In Websphere, if you enable servlets by class name, then this is performing the same act as Android in that it allows you to invoke by the class. If the following snippet exists or the variable is not declared, this allows you to invoke servlets without any permissions:

enable-serving-servlets-by-class-name value="true"

Solution

Utilize an access control strategy for all components of the application where sensitive functionality may reside. Prevent servlets from serving by classname by adding the following line:

enable-serving-servlets-by-class-name value="false"

Description

Applications frequently fail to encrypt network traffic when it is necessary to protect sensitive communications. Encryption (usually TLS) must be used for all authenticated connections, especially Internet-accessible web pages. Backend connections should be encrypted as well. Otherwise, the application will expose an authentication or session token to malicious actors on the same network as the application host. These backend connections may represent a lower likelihood of exploitation than a connection over the external internet; however, in the case of exploitation they can result in compromise of user accounts or worse.

Encryption should be used whenever sensitive data, such as credit card or health information, is transmitted. Applications that fall back to plaintext or are otherwise forced out of an encrypting mode can be abused by attackers.

Solution

Ensure the application has a security constraint that defines a confidentiality and integrity-based secure transport guarantee. This will ensure that all data is sent in a manner that guarantees it cannot be observed or changed during transmission. If TLS must be terminated at a load balancer, web application firewall, or other in-line host, it should re-encrypt the data in transit to the target host(s).

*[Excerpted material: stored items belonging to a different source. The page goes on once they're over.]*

PR #1086, opened 2022-08-28
Disable `HelperAndroid` for `NMG`

zamboney:
Disable the `NMG` by `HelperAndroid` by disabling it through the `UFG`

this seem like an urgent change so tests TBD


js/packages/driver/src/driver.ts
```diff
@@ -260,9 +260,16 @@ export class Driver<TDriver, TContext, TElement, TSelector> {
...
+      switch (true) {
+        case this.isIOS: {
+          this._helper = await HelperIOS.make({spec: this._spec, driver: this, logger: this._logger})
+          break
+        }
+        case this.isAndroid && this._customConfig?.disableHelper !== true: {
+          this._helper = await HelperAndroid.make({spec: this._spec, driver: this, logger: this._logger})
+          break
+        }
+      }
```
kyryloonufriiev, line 272: No reason to avoid it on android.
```suggestion
     if (!this._customConfig?.disableHelper) {
       this._helper = this.isIOS
          ? await HelperIOS.make({spec: this._spec, driver: this, logger: this._logger})
          : await HelperAndroid.make({spec: this._spec, driver: this, logger: this._logger})
     }
```

zamboney: @kyryloonufriiev np about that it just means that the `HelperIOS` would be `null` and, as far as I understand, the issue is in `HelperAndroid`. If you think this is fine then I will change it

kyryloonufriiev: The issue is not about android only. It is about everything.

PR #1088, opened 2022-08-30
Added support for lazy loading views in android

zamboney:
We create this communication to communicate with `AndoirdHelper` lazyloading `async` operations.

## Running Step By Step

1. The `driver` write the command to the `AndroidHelper.input` (just like before)
2. if the `command` is `async`, it writes to `AndroidHelper.input` `'WAIT'` immediately. 
3. the `driver` waits until the `AndroidHelper.input` `'WAIT'` change
   1. if it is taking more than 5 min, it continues.
 4. clears the `AndroidHelper.input` (just like before)
 5. return the response from `Android` to the `driver` `command`.

[](https://mermaid.live/edit#pako:eNpdkcFuwjAMhl_F8hkkLlyqCYlSQFx2GRKHloPXmBFBkspNNU2l776k6aRqOTm_P_-2kx5rpxgz_BJq7nDOKwvhbMuLaM_g7wy1M4asevuUjXegbdP5KyyXG8hLYVL_GRBuG2dbhps4A0EVp9U1-eZj4a6_bE_nIUm7KL28dPyCovwm7WG9Wpl2qijGimMfE9HeOBnHsvGyNtpONsfR5kbPNvjkcy1ZH-bdJmxfenqkJdNaidlH5lDWTyaZJaN4eo8ILtCwGNIqPFwflQoDZ7jCLISK5FFhZYfAdY0iz3ulvRPMxr4LpM67jx9bYxZn-4MKTeETzEQNvzF_hC0)

## API
we created a new `command` `offset_async` that requests (just like the `offset` `command`) the `elementId` and returns the height of the element plus if the request is `lazy load`. The response is separated by `;`.

## Using `LazyLoadOptions` check
by using [`LazyLoadOptions.waitingTime`](https://github.com/applitools/eyes.sdk.javascript1/blob/02adb3544f58215842ab6a74f802f26c5b0c31b4/js/packages/types/src/data.ts#L327) the `driver` pass to the `AndroidHelper` how much time do we need to wait between each scroll


kyryloonufriiev:
Please give this PR a more self-explanatory name. When we squash and merge it the make of the PR will be the only thing we will see, and it will be hard to guess what is "Deloy before extract value". I would recommend, "Add delay before extraction value from android helpre library"

js/packages/driver/src/helper-android.ts
```diff
@@ -61,20 +81,55 @@ export class HelperAndroid<TDriver, TContext, TElement, TSelector> {
...
+    element: Element<TDriver, TContext, TElement, TSelector>,
+    waitTimeout = 0,
+  ): Promise<types.Region> {
+    const elementId = await this._getElementId(element)
+    if (!elementId) return null
+
+    let contentHeightString = ''
+
+    const offsetCommand: 'offset_async' | 'offset' =
+      semverGte(this._version, '1.8.0') && waitTimeout > 0 ? 'offset_async' : 'offset'
```
kyryloonufriiev, line 118: Instead of parsing the version every time this function is called, I would suggest doing it once when you extracted the version string.

js/packages/driver/src/helper-android.ts
```diff
@@ -61,20 +81,55 @@ export class HelperAndroid<TDriver, TContext, TElement, TSelector> {
...
     } else {
-      const elementId = await this._getElementId(element)
-      if (!elementId) return null
-      contentHeightString = await this._command(`offset;${elementId};0;0;0`)
+      contentHeightString = await this._command(`${offsetCommand};${elementId};0;0;0;0`)
     }
+    // TODO remove it before merging
+    // contentHeightString = await this._command(`offset;${elementId};0;0;0;${waitTimeout}`)
+
+    if (contentHeightString === null) return null
```
kyryloonufriiev, line 132: Any falsy value should lead to returning `null`. But the real condition to return null was already written down in the code - `Number.isNaN(contentHeight)`

js/packages/eyes-sdk-core/lib/config/Configuration.js
```diff
@@ -31,6 +31,9 @@ const DEFAULT_VALUES = {
   concurrentSessions: 1,
   isThrowExceptionOn: false,
   waitBeforeCapture: 100, //ms
+
+  // mobile
+  waitForMoblieAsync: 500, //ms
```
kyryloonufriiev, line 36: You probably forget to remove this

js/packages/driver/src/element.ts
```diff
@@ -203,8 +203,9 @@ export class Element<TDriver, TContext, TElement, TSelector> {
     return region
   }
 
-  async getContentSize(): Promise<types.Size> {
+  async getContentSize(options: {contentRegionWaitTimeout?: number} = {}): Promise<types.Size> {
```
kyryloonufriiev, line 206: `contentRegionWaitTimeout` - isn't a good naming, no way I will understand what it actually means. I'm all pro does not invent a new name for things that already exist. So you will pass here `LazyLoad.waitTimeout`. I would vote for the option to accept an object with `lazyLoad` property because at the end helper lib should support not just `waitTimeout` but all other `lazyLoad` properties as well.

js/packages/driver/src/helper-android.ts
```diff
@@ -61,20 +81,55 @@ export class HelperAndroid<TDriver, TContext, TElement, TSelector> {
...
+        this._logger.warn(
+          `waiting for text change from WAIT command ${command} for ${
+            maxTimeout - start
+          }ms, clear the text and continue`,
+        )
+        break
+      }
+      await utils.general.sleep(timeout)
+      text = await this._input.getText()
+    }
```
kyryloonufriiev, line 102: I'm personally not a big fan of `break`. Why not incorporate this condition into a `while`? And add a log after the loop if the `text` is still `WAIT`. Another thing I think it is better to calculate the end time from the beginning instead of summing up start and timeout on each itteration.

kyryloonufriiev (changes requested):

js/packages/driver/src/helper-android.ts
```diff
@@ -38,13 +57,16 @@ export class HelperAndroid<TDriver, TContext, TElement, TSelector> {
...
+    version: string
   }) {
     this._spec = options.spec
     this._input = options.input
     this._action = options.action
     this._legacy = options.legacy
     this._logger = options.logger
+    this._version = options.version || '0.0.0'
     this.name = this._legacy ? 'android-legacy' : 'android'
+    this._supportAsync = semverGte(this._version, '1.8.0')
```
kyryloonufriiev, line 69: Better pass `supportAsync` in the constructor, this will allow you to avoid passing `version`

js/packages/driver/src/helper-android.ts
```diff
@@ -61,20 +83,54 @@ export class HelperAndroid<TDriver, TContext, TElement, TSelector> {
       await this._action.type('1').catch(() => null)
       text = await this._input.getText()
     }
+
+    // wait until the JAVA complete the async operation
+    const timeout = 500,
+      start = Date.now(),
+      maxTimeout = 5 * 60 * 1000 + start
```
kyryloonufriiev, line 90: This is not, in fact, a `maxTimeout`, but something like `finishAt`, because this is not a duration, but a date. Also `start` variable is needed only once, so not really make sense to create it.

js/packages/driver/src/helper-android.ts
```diff
@@ -61,20 +83,54 @@ export class HelperAndroid<TDriver, TContext, TElement, TSelector> {
...
+
+    let now = Date.now()
+    while (text === 'WAIT' && maxTimeout > now) {
+      now = Date.now()
```
kyryloonufriiev, line 94: Why not?
```suggestion
    while (text === 'WAIT' && maxTimeout > Date.now()) {
```

js/packages/driver/src/helper-android.ts
```diff
@@ -61,20 +83,54 @@ export class HelperAndroid<TDriver, TContext, TElement, TSelector> {
...
+  async getContentRegion(
+    element: Element<TDriver, TContext, TElement, TSelector>,
+    options?: {lazyLoad?: types.LazyLoadOptions},
+  ): Promise<types.Region> {
+    const elementId = await this._getElementId(element)
+    if (!elementId) return null
+
+    let contentHeightString = ''
+
+    const waitingTime = options?.lazyLoad?.waitingTime ?? 0
```
kyryloonufriiev, line 117: I think it is important to keep the variable as close as possible to the place it belongs. Otherwise, it will create constant discomfort while reading such core, especially when someone else put their logic in between.

js/packages/driver/src/helper-android.ts
kyryloonufriiev: there is no need to continue if the result is `''` or `'blablabla'` or anything else that could not be cast to a number. This is why I'm suggesting casting it to the number as soon as you get the string, so you can check if it is not `NaN` in order to continue.

kyryloonufriiev (changes requested):

js/packages/driver/src/helper-android.ts
```diff
@@ -11,23 +13,39 @@ export class HelperAndroid<TDriver, TContext, TElement, TSelector> {
...
+      type: 'xpath',
+      selector: '//*[@content-desc="EyesAppiumHelper_Version"]',
+    })
     if (!input) {
       legacy = true
       input = await driver.element({type: 'xpath', selector: '//*[@content-desc="EyesAppiumHelper"]'})
     }
+    if (versionElement) {
+      version = await versionElement.getText()
+    }
```
kyryloonufriiev, line 28: I believe this logic has to be much more compact, as well as not spreaded
```suggestion
    let input = await driver.element({type: 'xpath', selector: '//*[@content-desc="EyesAppiumHelperEDT"]'})
    if (!input) {
      legacy = true
      input = await driver.element({type: 'xpath', selector: '//*[@content-desc="EyesAppiumHelper"]'})
    }
    const versionElement = await driver.element({
      type: 'xpath',
      selector: '//*[@content-desc="EyesAppiumHelper_Version"]',
    })
    const version = await versionElement?.getText() ?? '0.0.0'
```

PR #1091, opened 2022-09-06
Try to remove  `__applitoolsBrand`

zamboney:
It seems to break the typing in `.ts` file that use it

### DIFF
--- a/js/packages/eyes-cypress/src/browser/spec-driver.ts
+++ b/js/packages/eyes-cypress/src/browser/spec-driver.ts
@@ -1,7 +1,7 @@
 type EyesSelector = {selector: string; type?: string}
-export type Selector = (string | EyesSelector) & {__applitoolsBrand?: never};
-export type Context = Document & {__applitoolsBrand?: never};
-export type Element = HTMLElement & {__applitoolsBrand?: never};
+export type Selector = (string | EyesSelector)
+export type Context = Document
+export type Element = HTMLElement
 
 export function executeScript(context: Context, script: string, arg: any): any {     
 
--- a/js/packages/eyes-nightwatch/src/spec-driver.ts
+++ b/js/packages/eyes-nightwatch/src/spec-driver.ts
@@ -2,13 +2,13 @@ import type {Size, Cookie, DriverInfo} from '@applitools/types'
 import type * as Nightwatch from 'nightwatch'
 import * as utils from '@applitools/utils'
 
-export type Driver = Nightwatch.NightwatchAPI & {__applitoolsBrand?: never}
+export type Driver = Nightwatch.NightwatchAPI
 export type Element = (
   | {ELEMENT: string}
   | {'element-6066-11e4-a52e-4f735466cecf': string}
   | Nightwatch.NightwatchTypedCallbackResult<{ELEMENT: string} | {'element-6066-11e4-a52e-4f735466cecf': string}>
-) & {__applitoolsBrand?: never}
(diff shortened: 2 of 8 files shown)


giladgd (approved):
LGTM

kyryloonufriiev:
@zamboney What is the point? It was there for a reason!

zamboney:
@giladgd can you please add an example for the problem please

giladgd:
@kyryloonufriiev You can see in the example code below that our SDK rejects the `ElementHandle` type from being passed to `Target.window().ignoreRegion( ... )`:
image

But you can see that the TS types are supposed to support such a case:
image
image

In fact, the above code actually does work, but the TS types are incompatible because of the `& {__applitoolsBrand?: never}` type used when referencing Puppeteer's `ElementHandle` type.

Another example of this problem exists in `eyes.open( ... )`, in this case, you must pass a `puppeteer.Page` element to `eyes.open( ... )`, although the TS types prohibit it:
image

This basically means that the SDK cannot be properly used in TypeScript without manually doing something like this:
image
Which we shouldn't deliberately ask users to do.

Usually, something like `& {__applitoolsBrand?: never}`  type is used when you want to expose some function that returns an object with such a type, which is a type the user cannot construct by themselves, while the underlying JS object could theoretically be constructed by the user but we want to prohibit that.

For example:
image

In our case, I couldn't find a good reason why we use `& {__applitoolsBrand?: never}`.
It was added as part of a big refactor of the codebase, without giving an explicit reason why that change was made, and I couldn't find any comments or documentation with an explanation of why this type is in place.
Furthermore, I tried finding a way to construct such a type from the SDK but couldn't find anything.

Can you please explain why we have `& {__applitoolsBrand?: never}` in the first place?
I think we can find a solution that serves the original purpose of this while still allowing users to easily use our SDKs in TS without any type casting needed.

kyryloonufriiev:
@giladgd Thank you for the explanation. I don't want to start by explaining why I've added this brand instead I want to get to the bottom of why you have those ts errors. It doesn't seem to me like the brand is the problem, because the error explicitly says what exactly is different in those two types in both cases and this is not the brand.
Also if you have a closer look you will see that such a brand cannot cause any problem, because this is not the kind of brand you referring to in your vision of "how it is usually used". What I've added here is actually prohibiting the property `__applitoolsBrand` from appearing in the type (and all of this _optionanly_, double safety).
The bottom line - I'm not convinced that the brand causes any problems. There might be some mess with your dependencies, so typescript gets types from a different pptr version than you actually use. 
I don't have pptr + ts demo right now, but here is our playwright tutorial, according to what you wrote should have the same problem, but it is not.
image

giladgd:
@kyryloonufriiev Thanks for the explanation. You're right, I missed the optionality of `__applitoolsBrand` detail, so this shouldn't cause problems either way.
Thanks for pointing me to check the Puppeteer module version, there indeed was a mess with the installed module versions in our project, which I now fixed and the problem seems to be resolved now.

amitzur:
@giladgd what was the problem with the module versions? Is it related to npm workspaces?

giladgd:
@amitzur For some reason, the structure of the packages saved in `package-lock.json` made an older version of Puppeteer needed by an unrelated package be shared with `@applitools/eyes-puppeteer` instead of the newer version of Puppeteer that was installed in our project.
I solved it by deleting `package-lock.json` and constructing it again from scratch.
I suspect the root cause for this is related to `--legacy-peer-deps` we used to use to construct `package-lock.json` in the first place

PR #1092, opened 2022-09-07
js/core: add nml-client support for ios

tourdedave:


tourdedave:
@kyryloonufriiev I had trouble getting a local build going to verify my e2e test in core. Any pointers on what to do?

PR #1093, opened 2022-09-07
Nightwatch support v2

SophieDePaula:
We should support Nightwatch v1 and v2
[Breaking changes](https://github.com/nightwatchjs/nightwatch/wiki/Migrating-to-Nightwatch-2.0)
[Trello card](https://trello.com/c/LMzJuAm9/71-support-for-nightwatch2)

What I noticed so far that is effecting us that is not mentioned in the breaking changes above is the returned value of `driver.execute`.
In V1, it used to be `this` and not it's `Awaitable<this, T>`. Therefore, we should not wrap `call` returned value with a `Promise`.

TO DO:

- [x] Fix element handling
- [x] Fix `call` method in `spec-driver`
- [x] Run all tests against V1 and V2
- [x] `startWebDriver` is not supported in V2, I need to see how it effects us


js/packages/driver/src/element.ts
```diff
@@ -674,7 +674,10 @@ export class Element<TDriver, TContext, TElement, TSelector> {
       const result = await operation()
       // Some frameworks could handle stale element reference error by itself or doesn't throw an error
       if (this._spec.isStaleElementError(result, this.selector as TSelector)) {
-        await this.refresh()
+        const refreshed = await this.refresh()
+        if (!refreshed) {
+          throw result
```
SophieDePaula, line 679: I think it makes sense to throw here the `stale element exception` if we are unable to refresh the context, the same as we do in `catch`. Otherwise, the error we are getting is less helpful.

kyryloonufriiev: I believe we could do something like this.

js/packages/eyes-nightwatch/test/e2e/cucumber/step_definitions/steps.js
```diff
@@ -1,18 +1,57 @@
...
+})
 
 Given(/^I open Applitools`s demo page$/, async () => {
-  console.log(client.transport)
-  await client.url('https://applitools.github.io/demo/')
+  if (process.env.APPLITOOLS_NIGHTWATCH_MAJOR_VERSION === '1') {
+    await client.url('https://applitools.github.io/demo/')
+  } else {
+    await browser.url('https://applitools.github.io/demo/')
+  }
```
kyryloonufriiev, line 40: wouldn't it be simpler to create a global variable where you will save the browser or client?

SophieDePaula:
@kyryloonufriiev this PR is ready for review. The only thing that I am missing is that when running Nightwatch v1 from the `github` `action`, the major version env var is still missing. What did I miss?

pending-changes.yaml
```diff
@@ -46,6 +46,7 @@ Apollo SDK:
 "@applitools/eyes-nightwatch":
   feature:
     - Don't fail `eyes.open` when there is a failure to set viewport size in `UFG`.
+    - Support Nightwatch major version 2
```
SophieDePaula, line 49: @benbabayoff8

benbabayoff8: Looks good to me. Thanks

.github/workflows/publish-nightwatch.yml
```diff
@@ -69,16 +69,17 @@ jobs:
...
-            echo "::set-output name=environments::[{\"node-version\":16}]"
+            echo "::set-output name=environments::[{\"framework-version\":2,\"node-version\":16}]"
           fi
   test:
     needs: [verify]
     strategy:
       max-parallel: 3
       fail-fast: false
       matrix:
+        framework-version: [1, 2]
```
kyryloonufriiev, line 82: You don't need to do this, because you completely defined it in `include` property.

.github/workflows/publish-nightwatch.yml
```diff
@@ -69,16 +69,17 @@ jobs:
...
         include: ${{fromJSON(needs.verify.outputs.environments)}}
     name: 'Test (node: ${{matrix.node-version}})'
     runs-on: ubuntu-latest
```
kyryloonufriiev, line 85: Here is what you've missed, to have env var for v1
```suggestion
    name: 'Test (node: ${{matrix.node-version}})'
    runs-on: ubuntu-latest
    env:
      APPLITOOLS_NIGHTWATCH_MAJOR_VERSION: ${{matrix.framework-version}}
```

js/packages/eyes-nightwatch/package.json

All organizations must implement application security procedures earlier in their SDLC. It has been proven to be faster and less expensive to catch and fix flaws earlier rather than later. Routine security testing in development makes resulting production applications stronger. Organizations that integrate multiple kinds of testing regimens (e.g., DAST, SAST, mobile, etc.) directly with their SDLC see the best results. Today’s application security platforms extend visibility and control even further with Software Composition Analysis, API testing, training and other services.

From WannaCry to the September Equifax breach, we are reminded almost daily that not addressing vulnerabilities in applications can lead to terrible – but avoidable – attacks. Adoption of secure DevOps, or DevSecOps, is imperative for true security in the age of digital business.